Stochastic Depth Networks will Become the New Normal
.. in deep learning that is.
Update: This post apparently made a lot of people mad. Check out my next post after this :-)
Everyday a half dozen or so new deep learning papers come out on ArXiv, but very few catch my eye. Yesterday, I read about "Deep Networks with Stochastic Depth". I think, like dropout and batch normalization, this will be a game changer. For one, the results speak for themselves -- in some cases up to 40% reduction in training time while at the same time beating the state of the art.
Figure 1. Error rate vs. Survival Probability (explained later)
Why is that a big deal? The biggest impediment in applying deep learning (or for that matter any S/E process) in product development is turnaround time. If I spend 1 week training my model and then find it is a pile of shit, because I did not initialize something well or the architecture was missing something, that's not good. For this reason, everyone I know wants to get the best GPUs or work on the biggest clusters -- not just it lets them build more expressive networks but simply they're super fast. So, any technique that improves experiment turnaround time is welcome!

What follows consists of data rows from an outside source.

PR #410, opened 2020-11-13
CI: Update to Ubuntu 20.04 and Nasm 2.15.05, 

EwoutH:
- Updates GitHub Actions, Travis CI and AppVeyor to Nasm 2.15.05
- Updates GitHub Actions and Travis CI to Ubuntu 20.04
- Simplify dependency setup in GitHub Actions

### DIFF
--- a/.github/workflows/ci.yml
+++ b/.github/workflows/ci.yml
@@ -7,6 +7,7 @@ jobs:
       CC: gcc-10
       CXX: g++-10
     steps:
+    - uses: actions/setup-python@v2
     - name: Install dependencies
       run: |
         DEBIAN_FRONTEND=noninteractive sudo apt-get update || true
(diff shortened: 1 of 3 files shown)


EwoutH:
For some reason GitHub Actions didn't use the newest version of ilammy/setup-nasm (it was just released earlier today), but I verified in [this run](https://github.com/EwoutH/libavif/runs/1396200405) the newest version with Nasm 2.15.05 as default also works on GitHub Actions.

joedrago:
I'm unfamiliar with `ilammy`. How guaranteed is the `@v1` to never change? I'm hesitant to depend on yet another repository for building, if I can avoid it.

EwoutH:
It's an GitHub Action, so just a small script that automates installing Nasm. An advantage is that future bugs in the script get fixed upstream, or if the Nasm repo changes or something. The developer is also quite responsive. See https://github.com/ilammy/setup-nasm

It's probably good to fixate the Nasm version however. I added that just now.

PR #412, opened 2020-11-17
Fix bugs in MaxExtent and ExtentMerge

wantehchang:
In avifDecoderItemMaxExtent, check for size_t overflow.

In avifExtentMerge, calculate the 'dst' extent size correctly and check
for size_t overflow.

### DIFF
--- a/src/read.c
+++ b/src/read.c
@@ -673,7 +673,11 @@ static avifResult avifDecoderItemMaxExtent(const avifDecoderItem * item, avifExt
     }
 
     outExtent->offset = minOffset;
-    outExtent->size = maxOffset - minOffset;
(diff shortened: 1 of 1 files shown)


src/read.c
```diff
@@ -673,7 +673,11 @@ static avifResult avifDecoderItemMaxExtent(const avifDecoderItem * item, avifExt
     }
 
     outExtent->offset = minOffset;
-    outExtent->size = maxOffset - minOffset;
+    const uint64_t extengLength = maxOffset - minOffset;
```
joedrago, line 676: Typo: `extengLength`

wantehchang: Done. Sorry about the typo!

PR #413, opened 2020-11-17
Miscellaneous cleanup in read.c

wantehchang:
In avifDecoderReset, use "else if" to check prop->u.colr.hasNCLX after
checking prop->u.colr.hasICC.

In avifDecoderNextImage, avifDecoderIsKeyframe, and
avifDecoderNearestKeyframe, resurrect good changes that were reverted
along with the avifDecoderNthImageReady function.

### DIFF
--- a/src/read.c
+++ b/src/read.c
@@ -2875,11 +2875,16 @@ avifResult avifDecoderReset(avifDecoder * decoder)
 
 avifResult avifDecoderNextImage(avifDecoder * decoder)
 {
+    if (!decoder->data) {
+        // Nothing has been parsed yet
+        return AVIF_RESULT_NO_CONTENT;
+    }
+
     if (!decoder->io || !decoder->io->read) {
         return AVIF_RESULT_IO_NOT_SET;
     }
 
-    uint32_t nextImageIndex = (uint32_t)(decoder->imageIndex + 1);
+    const uint32_t nextImageIndex = (uint32_t)(decoder->imageIndex + 1);
 
     // Acquire all sample data for the current image first, allowing for any read call to bail out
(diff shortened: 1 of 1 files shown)


src/read.c
```diff
@@ -2779,8 +2779,7 @@ avifResult avifDecoderReset(avifDecoder * decoder)
                 }
                 colrICCSeen = AVIF_TRUE;
                 avifImageSetProfileICC(decoder->image, prop->u.colr.icc, prop->u.colr.iccSize);
-            }
-            if (prop->u.colr.hasNCLX) {
+            } else if (prop->u.colr.hasNCLX) {
```
joedrago, line 2782: All of the other changes are good, but I prefer this to not be else-if, honestly. I recognize it is logically sound right now, but I wonder if in the future it'll be better to have a *single* `colr` property in the array that can have one ICC profile *and* CICP, in which this change would break it. I'd rather this code stay the way it was.

wantehchang: Done. The reason I suggested "else if" was to match the avifParseColourInformationBox() function and the syntax of ColourInformationBox in ISO BMFF:

```
class ColourInformationBox extends Box(‘colr’){
    unsigned int(32) colour_type;
    if (colour_type == ‘nclx’) /* on-screen colours */
    {
        unsigned int(16) colour_primaries;
        unsigned int(16) transfer_characteristics;
        unsigned int(16) matrix_coefficients;
        unsigned int(1) full_range_flag;
        unsigned int(7) reserved = 0;
    }
    else if (colour_type == ‘rICC’)
    {
        ICC_profile; // restricted ICC profile
    }
    else if (colour_type == ‘prof’)
    {
        ICC_profile; // unrestricted ICC profile
    }
}
```

PR #791, opened 2021-11-06
Upgrade to nasm-2.16rc0

Jamaika1:


wantehchang (commented):
Thank you for the pull request. As a policy we do not use release candidate tags. We can consider making an exception if the final release is imminent, but nasm-2.16rc0-20201104.tar.gz is not really a release candidate; it is a snapshot.

PR #803, opened 2021-12-15
findrav1e: add LDFLAGS to LIBRARIES

1480c1:
matches findaom's behavior

fixes static linking of librav1e.a on windows since it requires bcrypt

As requested at https://github.com/AOMediaCodec/libavif/pull/802#issuecomment-995200877

### DIFF
--- a/CMakeLists.txt
+++ b/CMakeLists.txt
@@ -333,7 +333,7 @@ if(AVIF_CODEC_RAV1E)
 
     # Unfortunately, rav1e requires a few more libraries
     if(WIN32)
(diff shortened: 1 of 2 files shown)


wantehchang (approved):
LGTM. Thank you!

wantehchang:
@1480c1 Christopher: Do you know why appveyor still fails with the unresolved reference to BCryptGenRandom?

1480c1:
That's because msvc doesn't use pkg-config, I can manually add bcrypt to the list of extra libs in cmake to fix that

wantehchang (approved):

The idea is ridiculously simple (perhaps why it is effective?): randomly skip layers while training. As a result you have a network that has expected depth really small, while the maximum depth can be in the order of 1000s. In effect, like dropout training, this creates an ensemble model from the [latex]2^L[/latex] possible networks for an [latex]L[/latex]-layer deep network.
I also like that, this new method just adds only one (actually two if consider decay scheme) hyperparameter for tuning -- layer survival probability. From their experiments it appears that this hyperparameter is quite low maintenance. Most arbitrary values you pick seem to do well unless you pick something really low (See Figure 1).
Something weird you notice, also from Figure 1., is this training seems to do well (at least on CIFAR data), even when you keep the deepest layers only 20% of the time. Remember all the narratives we told about how depth learns hierarchical representations, and higher level representations -- those higher level representations don't seem to matter so much after all.
Question: For really deep networks can we ditch the model weights at the higher levels to keep the model footprint small enough to fit mobile devices? (In addition to things like binarization etc.)
Expect to see a flurry of papers showing results of Stochastic Depth applied to other network architectures pretty soon.